Technical Accomplishments: The 3 major reaction sections of the S-I cycle have been assembled at the integrated lab scale experiment site and initial testing has been initiated. SNL has completed testing of a SiCbayonet sulfuric acid decomposer section at the GA site and conducted initial integrated operations with the CEA. The CEA has completed the first Bunsen reactor test, producing and separating the heavy (HI) and light (H2SO4) phase acids for subsequent processing. GA has completed the initial H2 production runs on the HI extractive distillation and decomposition section.
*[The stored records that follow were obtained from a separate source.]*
PR #34, opened 2018-07-26
Add RunReleaseTest to client

rossf7:
See https://github.com/giantswarm/kubernetes-nginx-ingress-controller/pull/26

I've been updating the e2etests to remove uses of `framework.helmCmd` but we use this to run helm tests. So this extends the helmclient to also run tests.


integration/test/basic/basic_test.go
```diff
@@ -51,7 +51,16 @@ func TestInstallChart(t *testing.T) {
...
+	// We need to pass the ValueOverrides option to make the install process
+	// use the default values and prevent errors on nested values.
+	//
+	//     {
+	//      rpc error: code = Unknown desc = render error in "cnr-server-chart/templates/deployment.yaml":
+	//      template: cnr-server-chart/templates/deployment.yaml:20:26:
+	//      executing "cnr-server-chart/templates/deployment.yaml" at <.Values.image.reposi...>: can't evaluate field repository in type interface {}
+	//     }
+	//
+	err = helmClient.InstallFromTarball(tarballPath, "default", helm.ReleaseName(releaseName), helm.ValueOverrides([]byte("{}")))
```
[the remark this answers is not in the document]
indyfree: Agree. Somehow helm handles this shitty

helmclient.go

Tech Transfer/Collaboration: The S-I cycle research is conducted as an INERI project with the French CEA. There is also collaboration with Universities (chemical analyses, materials). The DOE sponsored work will be a major component in the Generation IV International Forum (GIF) nuclear hydrogen collaboration signed in March FY2008.
Future Research: The focus in FY08 will be to complete the initial series of ILS test in the current configuration. FY09 is TBD but the possibility of examining advanced process options is a primary consideration. Research on improved catalysts will also be conducted.